Records drawn from a dataset:
○ ○ ○ ○

PR #2217, opened 2026-08-12
fix: keep unreviewed sources in review queue

jiangmuran:
## Problem

`source_registry_utils.summarize_source_registry()` assigns each source to one display/review group, but checks `usable_for_formal=background_only` before `review_status=needs_review`. A newly generated A0/A1 draft has exactly that combination, so it is exposed as an ordinary background source and disappears from `needs_review_sources` even though the registry usage rule says it must not be used until reviewed.

```python
summarize_source_registry({"sources": [{
    "source_id": "DRAFT-A0",
    "review_status": "needs_review",
    "usable_for_formal": "background_only",
    "authority_level": "A0",
}]})
# background_sources: [DRAFT-A0]
# needs_review_sources: []
```

This summary feeds maintainer review input, scaffold source guidance, and generated frontend registry data.

## Change

Give `review_status=needs_review` precedence over use buckets when building the mutually exclusive source lists. Approved background sources and provisional sources keep their existing groups, and the independent count dimensions remain unchanged.

## Verification

- `python3 -m unittest tests.test_source_registry_summary tests.test_source_registry_frontend tests.test_data_registry -v` - 9 passed
- regression covers both `background_only` and `no` unreviewed sources plus approved background and provisional controls
- `python3 -m py_compile scripts/source_registry_utils.py tests/test_source_registry_summary.py`
- `git diff --check`

### DIFF
--- a/scripts/source_registry_utils.py
+++ b/scripts/source_registry_utils.py
@@ -68,14 +68,14 @@ def summarize_source_registry(registry: dict[str, Any], limit: int = 8) -> dict[
         _increment(counts["by_usable_for_formal"], formal_use)
         _increment(counts["by_authority_level"], authority)
         compact = _compact_source(source)
-        if review_status == "approved" and formal_use == "yes":
+        if review_status == "needs_review":
+            needs_review.append(compact)
+        elif review_status == "approved" and formal_use == "yes":
             approved_formal.append(compact)
         elif formal_use == "provisional_only":
             provisional.append(compact)
         elif formal_use == "background_only":
             background.append(compact)
-        elif review_status == "needs_review":
-            needs_review.append(compact)
     return {
         "registry_path": DEFAULT_SOURCE_REGISTRY_PATH,
         "updated_date": registry.get("updated_date") if isinstance(registry, dict) else None,
--- a/tests/test_source_registry_summary.py
+++ b/tests/test_source_registry_summary.py
@@ -1,0 +1,59 @@
+from __future__ import annotations
+
+import sys
+import unittest
+from pathlib import Path
+
+
+REPO_ROOT = Path(__file__).resolve().parents[1]
+sys.path.insert(0, str(REPO_ROOT / "scripts"))
+
+from source_registry_utils import summarize_source_registry  # noqa: E402
+
+
+def source(source_id: str, review_status: str, formal_use: str) -> dict[str, object]:
+    return {
+        "source_id": source_id,
+        "title": source_id,
+        "publisher": "Publisher",
+        "authority_level": "A0",
+        "review_status": review_status,
+        "usable_for_formal": formal_use,
+        "topics": ["test"],
+        "allowed_uses": ["test"],
+        "prohibited_uses": ["formal use before review"],
+        "url": "https://example.com/source",
+    }
+
+
+class SourceRegistrySummaryTests(unittest.TestCase):
+    def test_needs_review_takes_precedence_over_use_bucket(self) -> None:
+        registry = {
+            "sources": [
+                source("DRAFT-BACKGROUND", "needs_review", "background_only"),
+                source("DRAFT-NO", "needs_review", "no"),
+                source("APPROVED-BACKGROUND", "approved", "background_only"),
+                source("PROVISIONAL", "provisional", "provisional_only"),
+            ]
+        }
+
+        summary = summarize_source_registry(registry)
+
+        self.assertEqual(
+            [item["source_id"] for item in summary["needs_review_sources"]],
+            ["DRAFT-BACKGROUND", "DRAFT-NO"],
+        )
+        self.assertEqual(
+            [item["source_id"] for item in summary["background_sources"]],
+            ["APPROVED-BACKGROUND"],
+        )
+        self.assertEqual(
+            [item["source_id"] for item in summary["provisional_sources"]],
+            ["PROVISIONAL"],
+        )
+        self.assertEqual(summary["counts"]["by_review_status"]["needs_review"], 2)
+        self.assertEqual(summary["counts"]["by_usable_for_formal"]["background_only"], 2)
+
+
+if __name__ == "__main__":
+    unittest.main()


anselasimov-web (commented):
# PR #2217 review draft

- 仓库 / PR：open-city-ai/haidian#2217「fix: keep unreviewed sources in review queue」
- 作者：`jiangmuran`
- checked exact head（全长）：`cb6b057bb140acbc151d1480de8030b6eed5f1b3`
- merge-base（全长）：`e2d2a9bac5d053ee760d6b8fa811049321d9bb63`
- 判级：**COMMENT**

---

## 拟发表正文（English）

**Exact head reviewed: `cb6b057bb140acbc151d1480de8030b6eed5f1b3`** (merge-base `e2d2a9bac5d053ee760d6b8fa811049321d9bb63`, baseline main `f992bdb02ebd4e0dd0009d82ee7847ba4a99eec4`).

The precedence bug is real, and I was able to confirm your premise directly in the draft generator rather than only in the abstract. Two things to add: **one bucket move the description does not mention and the test does not cover**, and a note on why this fix is currently invisible on the committed registry.

### 1. The premise checks out in `prepare_source_registry_draft.py`

Your description says "a newly generated A0/A1 draft has exactly that combination". That is not just plausible — it is forced:

```python
# scripts/prepare_source_registry_draft.py:188
"review_status": "needs_review",
"usable_for_formal": derive_formal_use(authority, access_status),

# lines 130-137
def derive_formal_use(authority, access_status):
    if access_status == "restricted_or_unknown": return "no"
    if authority in {"A0", "A1"}:                return "background_only"
    if authority == "A3":                        return "background_only"
    return "no"
```

`review_status` is hardcoded, and `derive_formal_use()` returns `background_only` for every accessible A0/A1/A3 source. So on `main`, **every** accessible A0/A1 draft the generator produces lands in `background_sources` and vanishes from `needs_review_sources` — the module docstring of that very file says these drafts "cannot be used as formal evidence until a maintainer reviews", so the summary was contradicting its own producer. Worth noting the same function never returns `provisional_only`, which is relevant to §2.

Differential on a registry seeded with three realistic drafts:

| source | `review_status` / `usable_for_formal` | `main` bucket | head bucket |
|---|---|---|---|
| `DRAFT-A0-BG` | `needs_review` / `background_only` | `background_sources` | `needs_review_sources` |
| `DRAFT-A2-NO` | `needs_review` / `no` | `needs_review_sources` | `needs_review_sources` |
| `HAND-PROV` | `needs_review` / `provisional_only` | `provisional_sources` | `needs_review_sources` |

Row 1 is your fix. Row 3 is §2.

Both count dimensions are byte-identical across the change, as you claim — `by_review_status` and `by_usable_for_formal` both read `{approved: 8, provisional: 1, needs_review: 3}` / `{yes: 7, provisional_only: 2, background_only: 2, no: 1}` on either side.

Both directions on the test: the new test fails on `main` (`needs_review_sources` comes back as `['DRAFT-NO']`, expected `['DRAFT-BACKGROUND', 'DRAFT-NO']`) and passes on your head.

### 2. Unstated bucket move: `needs_review` + `provisional_only`

The description says "Approved background sources and **provisional sources keep their existing groups**". That holds for `provisional`/`approved` review statuses, but not across the board: a source with `review_status: needs_review` **and** `usable_for_formal: provisional_only` moves out of `provisional_sources` into `needs_review_sources` (row 3 above, measured). On `main` it was in `provisional`; after this change it is not.

I think the new behaviour is **correct** — the module's own `usage_rule` string says "needs_review sources must not be used until reviewed", which is a stronger constraint than "provisional_only sources for intake/visualization only", so precedence should win there too. But it is a real change to a bucket that feeds `generate_source_registry_data.py`'s frontend `provisional` list and `scaffold_ai_submission.py`'s guidance, and the new test does not exercise it — its `PROVISIONAL` fixture uses `review_status: "provisional"`, which is the case that does *not* move. Two small suggestions:

- add a fifth fixture `source("DRAFT-PROVISIONAL", "needs_review", "provisional_only")` and assert it lands in `needs_review_sources`, so the precedence rule is pinned for all three use buckets rather than two;
- reword the description line to something like "approved and provisional-status sources keep their existing groups", so a reader diffing buckets is not surprised.

As §1 notes, `derive_formal_use()` cannot emit this combination today, so it only arises from a hand-edited registry entry — which is exactly the case a maintainer would hand-edit and then not expect to disappear from the provisional list.

### 3. The fix is currently latent on the committed registry

For calibration when reading the green/red of any local run: `data/source_registry.json` currently holds 9 sources — 7 `approved`/`yes`, 1 `approved`/`background_only`, 1 `provisional`/`provisional_only` — and **zero** `needs_review`. So:

```
main  →  source-registry-data.js  sha256 6abfde36…   == committed blob 510b86fefdd3c664941cb68ab3b79b8c7b66bb6e
head  →  source-registry-data.js  sha256 6abfde36…   == committed blob 510b86fefdd3c664941cb68ab3b79b8c7b66bb6e
```

Byte-identical, and both already fresh against the checked-in artifact. That is a good thing (nothing to regenerate, no stale-artifact churn in this PR), but it does mean the end-to-end behaviour change is invisible until the first draft is merged into the registry — so a reviewer looking only at generated output would conclude the PR does nothing. That is worth one sentence in the description.

### 4. Full-suite baseline: zero regression

| | tests | failures/errors |
|---|---|---|
| `main` f992bdb0 | 404 | 9 |
| head cb6b057b | 405 | 9 |

Identical failure sets line for line (the 9 are `submissions/`-dependent gallery/prelaunch tests failing on both sides in my partial checkout). I confirmed the three consumers you listed are the real ones: `review_submission.py:150`, `scaffold_ai_submission.py:958`, and `generate_source_registry_data.py:20-29` which maps the four lists onto the frontend `formal`/`background`/`provisional`/`needsReview` buckets.

One minor thing while you are in this function: all four lists are truncated by `[:limit]` (default 8, 20 from the frontend generator). With this change `needs_review_sources` absorbs entries from two more buckets, so it is the list most likely to hit the cap first once drafts start landing — the counts dimension is unaffected, but a maintainer reading `needs_review_sources` may not realise it is a head slice.

### 5. Heads-up: CI will not run this test

`submission-validation.yml` is `pull_request_target` and checks out `ref: ${{ github.event.repository.default_branch }}` — trusted `main`, never the PR head — then runs only `scripts/github_pr_validation.py`. The only workflow that calls `python3 -m unittest` is `gallery-snapshot-maintenance.yml`, on `push` to `main` / `workflow_dispatch`, running exactly `tests.test_submissions_gallery`, `tests.test_prelaunch_check`, `tests.test_gallery_snapshot_maintenance_workflow`. `tests/test_source_registry_summary.py` is not among them and never will be, so this regression gets no CI coverage before or after merge — hence running it against both trees by hand.

Also worth knowing: your #2233 (`generate_source_registry_data.py`) and #2211 (`prepare_source_registry_draft.py`) sit on either side of this function in the same pipeline but touch different files, so I see no merge conflict between the three.

---

Thanks — the "one source, one bucket, and the order of the `elif` chain silently encodes a policy" framing is a good catch, and pointing at the exact producer that generates the bad combination is what made it easy to verify rather than take on faith. If §2 is already on your list, please ignore.

---

## 复核方法备注（内部，不发布）

1. 工作目录 `$HOME/z4_18714`；main 快照对 `git ls-tree -r main` 逐 blob 核对 235/235 一致、0 missing、0 mismatch。
2. PR 快照由已核对的 main 快照复制 + `git cat-file blob pr2217:<path>` 覆盖，写盘后二次 `hash-object`：`84f2f2df…` / `c9928334…` OK。
3. ① 的表：探针脚本直接 `import source_registry_utils.summarize_source_registry`，用真实 `data/source_registry.json` 深拷贝后追加三条构造草稿（字段按 `_compact_source` 读取的键补全），main / head 各跑一次，`limit=20`。
4. ④ `python3 scripts/generate_source_registry_data.py` 在两个快照内各跑一次，对产出 `source-registry-data.js` 取 sha256，并用 `git rev-parse main:source-registry-data.js` 与 `git hash-object` 比对已提交 blob。
5. 消费方用 `grep -rn "summarize_source_registry\|needs_review_sources\|background_sources\|provisional_sources\|approved_formal_sources"` 全仓确认。
6. 全量基线：39 个 `tests.test_*` 模块，两侧 FAIL/ERROR 排序后 `diff` 为空。
7. 未发布任何 GitHub 内容；gh 仅用于 `api GET` / `pr view` / `pr list`。

CocoSgt (approved):
Reviewed exact head `cb6b057bb140acbc151d1480de8030b6eed5f1b3` against current `origin/main@4f965b4784a30557b4603bc7ce0abc99d4181425`. The precedence defect is real: `needs_review` must remain in the maintainer queue regardless of a background/provisional use annotation. The change is fail-closed, does not modify registry data or policy gates, and independent count dimensions remain intact.\n\nIndependent verification: clean merge-tree; `tests.test_source_registry_summary`, `tests.test_source_registry_frontend`, and `tests.test_data_registry` 9/9 PASS; Python compile and `git diff --check` PASS. An additional `needs_review + provisional_only` probe lands only in `needs_review_sources` while preserving both count dimensions, matching the existing usage rule. No blocking correctness, security, or compatibility issue found.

○ ○ ○ ○

• **TASK OBJECTIVE**: Search the entries for "will" and show every line that has it.

• **SOLUTION FOR THIS PROBLEM**:
### 5. Heads-up: CI will not run this test
`submission-validation.yml` is `pull_request_target` and checks out `ref: ${{ github.event.repository.default_branch }}` — trusted `main`, never the PR head — then runs only `scripts/github_pr_validation.py`. The only workflow that calls `python3 -m unittest` is `gallery-snapshot-maintenance.yml`, on `push` to `main` / `workflow_dispatch`, running exactly `tests.test_submissions_gallery`, `tests.test_prelaunch_check`, `tests.test_gallery_snapshot_maintenance_workflow`. `tests/test_source_registry_summary.py` is not among them and never will be, so this regression gets no CI coverage before or after merge — hence running it against both trees by hand.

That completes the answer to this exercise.